Yes ZFS has this rather peculiar behaviour where as it starts to run out of space, rather than reporting a disk full error and ending the command LXD is calling (in this case most likely zfs recv or rsync) instead as it approaches its maximum utilisation the write operations slow to a crawl and eventually effectively block.

This means that LXD won’t know if the disk space has been filled or whether its just slow I/O.

See

I think the request about checking target disk space has come up before, but it is non-trivial to do so, especially on ZFS, due to the relationship between the parent snapshots and the difference in copy modes based on whether the source pool is ZFS or not.

Thanks tomp: Right now I am trying to weigh the pros and cons of clustering.

So, it wasn’t so much that it failed, it was the way it failed.

If the transfer fails perhaps it should flag that target as full, clean up, and try the next host.

Evacuations should go cleanly or the advantages of clustering are significantly dimminished.

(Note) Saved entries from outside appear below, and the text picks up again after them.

PR #2955, opened 2026-05-21
Remove 32-bit Jenkins pipeline configuration

beau-lunarg:


bradgrantham-lunarg:
While we really want to retire 32-bit soon and want to take the 32-bit testing burden out of CI, I think we still probably need 32-bit build support in for manual in case something goes sideways until then.  I think that argues that bits would still be available as a switch and needs to be plumbed.

ci/Jenkinsfile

Yes I agree in principle. But if the underlying storage subsystem (ZFS) doesn’t generate a failure, but instead just hangs, there’s not a lot that can be done as LXD won’t know its failed so cannot clean up.

Other storage pool drivers would not have this issue I suspect.

What you’ve not said so far is what steps you took to cancel the evacuating when they “wedged”?

The evacuation stopped itself. It prevented me from moving the vm (which was an active system, already stopped) (I will see if this still in my terminal history). So I snapshotted and moved the snapshot to a server with plenty of room, and started it so the downtime was significant but not enough to get me in trouble :). Then I expanded the filesystem on the failed target and tried to remove the the problem so I could evacuate the remaining active containers. When I couldn’t do this quickly I manually stopped and moved them. The evacuation was to rebuild the host so at this point I wiped the disks and purged the lxd data. There was still a partial transfer on the other host that I had to clean up before it would let me move the vm to its original target.

I will see if I can find the terminal history if you need more detail.

Yes if you have a reproducer with errors from the command itself and the contents of /var/snap/lxd/common/lxd/logs/lxd.log from the relevant servers that would be useful to see if there is something we can do to clean up here.

What storage pool driver would you recommend?

Zfs has been the default and has served me really well (on ubuntu/fbsd/solaris). However when lxd and zfs fail they tend to do so spectacularly.

Thank you. Unfortunately i did not copy the logs for the evacuated system before doing the snap remove --purge lxd and reinstalling. I will try to do that in the future.